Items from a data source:
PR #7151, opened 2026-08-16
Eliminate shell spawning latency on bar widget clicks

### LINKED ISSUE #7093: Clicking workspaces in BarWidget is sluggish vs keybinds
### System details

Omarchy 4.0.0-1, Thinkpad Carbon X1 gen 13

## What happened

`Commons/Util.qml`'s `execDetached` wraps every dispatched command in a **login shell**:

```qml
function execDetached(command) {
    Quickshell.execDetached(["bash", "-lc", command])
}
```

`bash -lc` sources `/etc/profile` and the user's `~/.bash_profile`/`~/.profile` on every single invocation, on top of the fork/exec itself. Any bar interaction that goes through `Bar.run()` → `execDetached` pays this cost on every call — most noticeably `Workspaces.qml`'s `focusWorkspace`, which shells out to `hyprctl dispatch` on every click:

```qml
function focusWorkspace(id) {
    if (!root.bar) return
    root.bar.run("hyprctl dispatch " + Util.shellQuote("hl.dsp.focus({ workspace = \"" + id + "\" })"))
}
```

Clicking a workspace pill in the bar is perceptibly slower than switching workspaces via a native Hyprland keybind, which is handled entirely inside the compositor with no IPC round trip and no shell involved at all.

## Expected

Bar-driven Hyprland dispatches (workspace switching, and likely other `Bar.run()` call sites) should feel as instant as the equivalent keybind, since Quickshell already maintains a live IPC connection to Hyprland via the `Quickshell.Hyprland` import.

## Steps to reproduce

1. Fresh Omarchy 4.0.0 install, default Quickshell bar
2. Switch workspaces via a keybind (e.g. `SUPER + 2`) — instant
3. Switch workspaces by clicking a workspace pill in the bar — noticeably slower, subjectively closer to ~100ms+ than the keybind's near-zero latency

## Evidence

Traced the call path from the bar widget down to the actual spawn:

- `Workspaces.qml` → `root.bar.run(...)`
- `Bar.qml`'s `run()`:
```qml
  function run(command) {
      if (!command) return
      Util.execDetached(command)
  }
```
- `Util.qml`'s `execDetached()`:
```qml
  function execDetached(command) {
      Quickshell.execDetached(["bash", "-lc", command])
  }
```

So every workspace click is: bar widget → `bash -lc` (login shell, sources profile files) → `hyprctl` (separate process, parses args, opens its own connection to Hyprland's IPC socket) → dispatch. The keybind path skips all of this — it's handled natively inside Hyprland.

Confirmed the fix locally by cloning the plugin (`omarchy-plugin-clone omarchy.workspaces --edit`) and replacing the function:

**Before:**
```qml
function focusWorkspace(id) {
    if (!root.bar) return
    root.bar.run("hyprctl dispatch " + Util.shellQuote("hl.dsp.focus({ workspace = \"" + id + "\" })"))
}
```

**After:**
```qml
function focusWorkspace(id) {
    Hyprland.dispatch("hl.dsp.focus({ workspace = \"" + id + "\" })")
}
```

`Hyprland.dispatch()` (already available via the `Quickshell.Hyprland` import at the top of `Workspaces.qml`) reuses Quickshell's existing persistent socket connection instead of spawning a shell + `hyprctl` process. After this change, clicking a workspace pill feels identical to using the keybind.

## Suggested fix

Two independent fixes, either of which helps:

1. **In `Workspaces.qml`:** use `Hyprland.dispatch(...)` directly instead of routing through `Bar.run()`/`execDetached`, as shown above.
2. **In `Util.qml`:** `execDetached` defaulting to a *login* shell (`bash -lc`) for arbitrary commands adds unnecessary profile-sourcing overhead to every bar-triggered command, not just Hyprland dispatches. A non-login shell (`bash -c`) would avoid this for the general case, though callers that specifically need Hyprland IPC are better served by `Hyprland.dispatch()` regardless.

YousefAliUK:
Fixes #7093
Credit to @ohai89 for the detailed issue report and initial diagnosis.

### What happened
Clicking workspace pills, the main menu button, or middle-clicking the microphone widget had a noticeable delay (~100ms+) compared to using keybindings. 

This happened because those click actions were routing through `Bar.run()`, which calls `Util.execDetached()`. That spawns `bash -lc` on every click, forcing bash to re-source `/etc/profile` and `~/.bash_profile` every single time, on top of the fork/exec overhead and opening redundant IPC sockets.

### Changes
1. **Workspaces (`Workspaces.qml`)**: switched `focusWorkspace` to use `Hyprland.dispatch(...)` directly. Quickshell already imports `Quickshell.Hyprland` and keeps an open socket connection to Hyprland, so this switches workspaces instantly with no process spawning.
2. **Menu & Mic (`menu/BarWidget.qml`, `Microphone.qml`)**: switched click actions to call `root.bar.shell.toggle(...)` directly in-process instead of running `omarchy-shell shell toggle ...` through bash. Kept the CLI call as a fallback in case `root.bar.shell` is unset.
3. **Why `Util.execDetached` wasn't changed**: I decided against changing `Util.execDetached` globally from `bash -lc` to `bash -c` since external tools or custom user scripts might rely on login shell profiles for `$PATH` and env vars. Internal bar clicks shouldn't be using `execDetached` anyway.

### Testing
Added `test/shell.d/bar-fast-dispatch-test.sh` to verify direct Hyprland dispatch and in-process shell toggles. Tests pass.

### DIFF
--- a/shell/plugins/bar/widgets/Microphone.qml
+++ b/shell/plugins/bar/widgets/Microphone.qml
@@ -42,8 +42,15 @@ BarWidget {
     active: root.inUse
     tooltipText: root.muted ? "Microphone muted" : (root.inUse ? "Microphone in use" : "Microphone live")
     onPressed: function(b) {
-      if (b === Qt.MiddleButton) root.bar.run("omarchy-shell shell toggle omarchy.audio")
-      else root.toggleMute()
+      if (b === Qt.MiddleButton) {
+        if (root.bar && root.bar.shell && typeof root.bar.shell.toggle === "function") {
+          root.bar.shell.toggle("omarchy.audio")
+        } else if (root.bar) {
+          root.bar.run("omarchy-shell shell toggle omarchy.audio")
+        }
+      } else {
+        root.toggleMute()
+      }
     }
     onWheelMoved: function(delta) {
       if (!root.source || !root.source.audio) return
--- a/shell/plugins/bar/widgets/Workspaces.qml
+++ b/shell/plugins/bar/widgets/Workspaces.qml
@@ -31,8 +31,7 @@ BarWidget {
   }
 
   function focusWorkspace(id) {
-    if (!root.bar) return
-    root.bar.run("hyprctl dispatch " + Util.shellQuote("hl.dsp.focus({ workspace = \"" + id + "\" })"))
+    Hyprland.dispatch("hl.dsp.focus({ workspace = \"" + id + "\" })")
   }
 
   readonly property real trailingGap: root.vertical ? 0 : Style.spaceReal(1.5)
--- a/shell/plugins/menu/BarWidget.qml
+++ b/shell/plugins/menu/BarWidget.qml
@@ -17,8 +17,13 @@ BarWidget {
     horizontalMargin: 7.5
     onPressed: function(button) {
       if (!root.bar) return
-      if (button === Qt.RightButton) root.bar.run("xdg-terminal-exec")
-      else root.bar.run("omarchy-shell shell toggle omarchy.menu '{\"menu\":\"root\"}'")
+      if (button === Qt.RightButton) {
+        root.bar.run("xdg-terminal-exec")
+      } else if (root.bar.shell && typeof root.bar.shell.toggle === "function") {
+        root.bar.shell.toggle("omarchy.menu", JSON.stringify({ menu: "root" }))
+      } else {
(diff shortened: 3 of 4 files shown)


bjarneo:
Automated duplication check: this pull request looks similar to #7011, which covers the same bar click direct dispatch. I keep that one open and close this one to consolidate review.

* * *

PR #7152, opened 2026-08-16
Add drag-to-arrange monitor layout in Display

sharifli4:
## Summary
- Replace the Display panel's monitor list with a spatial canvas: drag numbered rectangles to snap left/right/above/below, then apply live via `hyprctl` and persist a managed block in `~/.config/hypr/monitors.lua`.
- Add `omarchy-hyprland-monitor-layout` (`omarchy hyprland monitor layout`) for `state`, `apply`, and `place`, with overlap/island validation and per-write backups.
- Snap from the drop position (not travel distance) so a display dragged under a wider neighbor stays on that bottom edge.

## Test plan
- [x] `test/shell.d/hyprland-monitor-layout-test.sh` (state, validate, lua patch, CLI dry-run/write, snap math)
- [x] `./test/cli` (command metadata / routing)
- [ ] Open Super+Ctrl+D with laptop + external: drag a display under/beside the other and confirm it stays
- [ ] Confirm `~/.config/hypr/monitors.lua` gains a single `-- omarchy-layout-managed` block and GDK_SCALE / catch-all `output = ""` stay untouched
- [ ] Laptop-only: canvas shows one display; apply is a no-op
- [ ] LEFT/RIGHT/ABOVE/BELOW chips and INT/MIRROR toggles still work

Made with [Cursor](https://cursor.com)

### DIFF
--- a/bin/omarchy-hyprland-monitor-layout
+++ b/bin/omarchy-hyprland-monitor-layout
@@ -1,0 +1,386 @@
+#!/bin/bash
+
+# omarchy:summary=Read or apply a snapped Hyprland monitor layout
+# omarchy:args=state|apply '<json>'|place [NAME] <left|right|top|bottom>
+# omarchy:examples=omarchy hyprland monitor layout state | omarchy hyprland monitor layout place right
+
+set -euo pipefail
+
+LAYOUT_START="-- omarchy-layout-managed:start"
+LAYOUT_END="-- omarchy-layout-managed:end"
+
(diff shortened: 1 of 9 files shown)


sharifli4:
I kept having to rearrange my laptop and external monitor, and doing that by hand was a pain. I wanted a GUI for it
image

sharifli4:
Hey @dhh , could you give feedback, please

---

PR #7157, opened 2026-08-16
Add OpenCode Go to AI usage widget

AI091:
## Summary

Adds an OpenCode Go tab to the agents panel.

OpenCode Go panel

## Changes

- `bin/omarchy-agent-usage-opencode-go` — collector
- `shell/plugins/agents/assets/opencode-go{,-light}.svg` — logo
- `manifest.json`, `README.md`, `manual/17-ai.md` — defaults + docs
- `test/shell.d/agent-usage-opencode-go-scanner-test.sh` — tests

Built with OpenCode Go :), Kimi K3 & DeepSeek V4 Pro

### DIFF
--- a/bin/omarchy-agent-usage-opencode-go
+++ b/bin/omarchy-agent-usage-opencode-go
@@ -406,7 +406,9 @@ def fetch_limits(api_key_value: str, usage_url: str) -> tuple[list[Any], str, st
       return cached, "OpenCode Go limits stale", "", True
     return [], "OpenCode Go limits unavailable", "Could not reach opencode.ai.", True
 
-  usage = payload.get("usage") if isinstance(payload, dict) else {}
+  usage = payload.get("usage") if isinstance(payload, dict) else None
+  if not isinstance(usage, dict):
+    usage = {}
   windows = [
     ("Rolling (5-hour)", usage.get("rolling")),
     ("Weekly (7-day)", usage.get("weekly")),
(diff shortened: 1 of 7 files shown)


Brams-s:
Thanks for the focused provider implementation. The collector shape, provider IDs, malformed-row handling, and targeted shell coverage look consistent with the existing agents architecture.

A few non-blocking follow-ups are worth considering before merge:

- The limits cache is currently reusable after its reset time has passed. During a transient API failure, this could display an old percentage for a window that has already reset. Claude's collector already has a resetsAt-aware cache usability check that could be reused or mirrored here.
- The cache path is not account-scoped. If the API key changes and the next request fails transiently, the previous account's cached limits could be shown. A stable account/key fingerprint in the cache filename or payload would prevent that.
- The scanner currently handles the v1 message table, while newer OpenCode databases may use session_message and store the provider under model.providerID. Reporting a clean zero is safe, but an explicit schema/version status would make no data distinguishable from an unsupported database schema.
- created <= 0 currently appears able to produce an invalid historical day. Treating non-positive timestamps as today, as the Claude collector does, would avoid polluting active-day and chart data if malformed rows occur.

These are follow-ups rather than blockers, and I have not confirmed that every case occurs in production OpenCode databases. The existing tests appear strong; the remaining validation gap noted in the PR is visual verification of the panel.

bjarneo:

**EXERCISE DETAILS**. Could you find every line in the records above that contains the word "check" and copy it?

**EXERCISE RESPONSE**.
Automated duplication check: this pull request looks similar to #7011, which covers the same bar click direct dispatch. I keep that one open and close this one to consolidate review.
- The limits cache is currently reusable after its reset time has passed. During a transient API failure, this could display an old percentage for a window that has already reset. Claude's collector already has a resetsAt-aware cache usability check that could be reused or mirrored here.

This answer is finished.